If your symptoms are severe, chronic pain and associated problems from fibromyalgia can be disabling. The symptoms can be so disabling that they keep you from working.
Insurance companies, however, often try to claim that they don't have to pay out on disability policies because of a lack of objective evidence of disabling conditions.
In this post, we will use a Q & A format to update you on how diagnostic criteria for fibromyalgia have evolved. Newer criteria have improved doctors' ability to identify fibromyalgia. These new criteria make insurance companies' refusal to pay out on disability policies even more unjust.
What is fibromyalgia exactly?
Fibromyalgia is a chronic pain disorder that is also often accompanied by fatigue, sleep problems and other issues.
The term "fibromyalgia" is a bit of a misnomer because the condition does not relate directly to fibrous tissue. Rather, it involves substantial disruptions in how the brain processes signals of pain.
But fibromyalgia is not merely in a patient's head. It is a real and potentially disabling condition for which there is currently no cure.
How many people does it affect?
Worldwide, fibromyalgia affects an estimated 210 million people. In the U.S., approximately 3 percent of the population suffers from the condition. This is about 10 million people.
Is it true that women are affected more often than men?
Yes. About 80 percent of the people affected by fibromyalgia are women. It is often appears in middle age.
Why is it sometimes difficult to diagnose fibromyalgia?
Doctors don't know what causes fibromyalgia. There may be no triggering event, such as physical trauma or psychological stress. Increasingly, researchers are viewing fibromyalgia as an autoimmune disease.
The doctors who deal with this specialty are called rheumatologists.
"Rheumatology" comes from a Greek word meaning "to flow." It refers to pain or inflammation affecting muscles or joints, as well as fibrous tissues.
When did doctors first use guidelines for diagnosing fibromyalgia?
The American College of Rheumatology (ACR) originally issued diagnostic criteria for fibromyalgia in 1990. These criteria looked to quantify the number of designated "tender points" in the body that were affected over a certain amount of time.
More specifically, the 1990 criteria divided the body into four quadrants. They then tracked how many of 18 "designated tender points" were affected by pain for a minimum duration of three months when a certain amount of pressure was applied. The amount of pressure was 4 kg per cubic centimeters.
If there was pain in all four quadrants in at least 11 tender points for at least three months, the diagnosis was fibromyalgia.
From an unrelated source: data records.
PR #533, opened 2017-12-17
Column sort component + added dts files

klumba12:


src/plugins/column-sort/column.sort.js
```diff
@@ -0,0 +1,46 @@
...
+
+ColumnSort.$inject = ['$element'];
+
+export default {
+	transclude: true,
+	templateUrl: 'qgrid.plugin.column-sort.tpl.html',
+	controller: ColumnSort,
+	controllerAs: '$columnSortPlugin',
+	bindings: {
+		'column': '<column'
```
etokareva: could we write this shorter?

src/plugins/column-sort/column.sort.js
```diff
@@ -0,0 +1,46 @@
...
+import {VIEW_CORE_NAME} from '@grid/view/definition';
+
+import {ColumnSortView} from '@grid/plugin/column-sort/column.sort.view';
+
+class ColumnSort extends Component {
+	constructor($element) {
+		super();
+
+		this.element = $element[0];
+		this.descIcon = null;
```
titovmx: Looks like ```this.descIcon``` and ```this.ascIcon``` isn't used

titovmx (approved):

etokareva (approved):

PR #547, opened 2018-02-07
Column view width

klumba12:


src/view/components/cell/cell.handler.js
```diff
@@ -14,26 +14,49 @@ class CellHandler extends Component {
...
+
+		// When navigate first or when animation wasn't applied we need to omit
+		// next navigation event to make handler to correct position.
+		let isValid = false;
+		model.navigationChanged.watch(e => {
+			if (e.hasChanges('cell')) {
+				const domCell = table.body.cell(e.state.rowIndex, e.state.columnIndex);
+				const cell = e.state.cell;
+				if (cell) {
+					const oldColumn = (e.changes.cell.oldValue || {}).column || {};
```
etokareva: Confused a bit with these lines

klumba12: oldValue can be null so to get something not nullable to oldColumn we write like that

klumba12: any other ideas?

etokareva: @klumba12 Maybe 
`` e.changes.cell.oldValue ? e.changes.cell.oldValue.column : {} ``
or strict null check in the first place

titovmx (approved):

PR #45, opened 2018-03-09
Updated/simplified streaming tutorial

jbednar:
- Made it ok to execute cells out of order by making variables unique
- Left at least one plot running for "Run All" so that it's clear that streaming works without requiring close study
- Avoided clearing output to make the plots be easier to skim through and re-run without them all looking the same (empty).
- Simplified code and made it clearer which bits were about setting up a stream, and which bits are about streaming viz

### DIFF
--- a/.travis.yml
+++ b/.travis.yml
@@ -49,6 +49,7 @@ jobs:
     - <<: *default
       stage: doc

What are the diagnostic criteria now?
In 2010, the ACR recommended new diagnostic criteria for fibromyalgia. The proposal was to replace the 1990 criteria with a more multi-faceted approach that included not only looking at the number of painful regions in the body, but also looked at important related factors including fatigue, sleep disturbance and cognitive symptoms.
The new criteria are still highly quantitative. But they include other symptoms besides widespread pain in designated points.
Will does the future hold?
As research continues, diagnostic criteria for fibromyalgia will continue to evolve and so will treatment options. There is plenty of reason to hope for better diagnosis and treatment.
In the meantime, however, it is important to recognize that fibromyalgia isn't merely a subjective problem about pain perception. It's a common condition with detailed diagnostic criteria. If you have been denied coverage under your disability policy, it makes sense to discuss your legal options with a skilled attorney.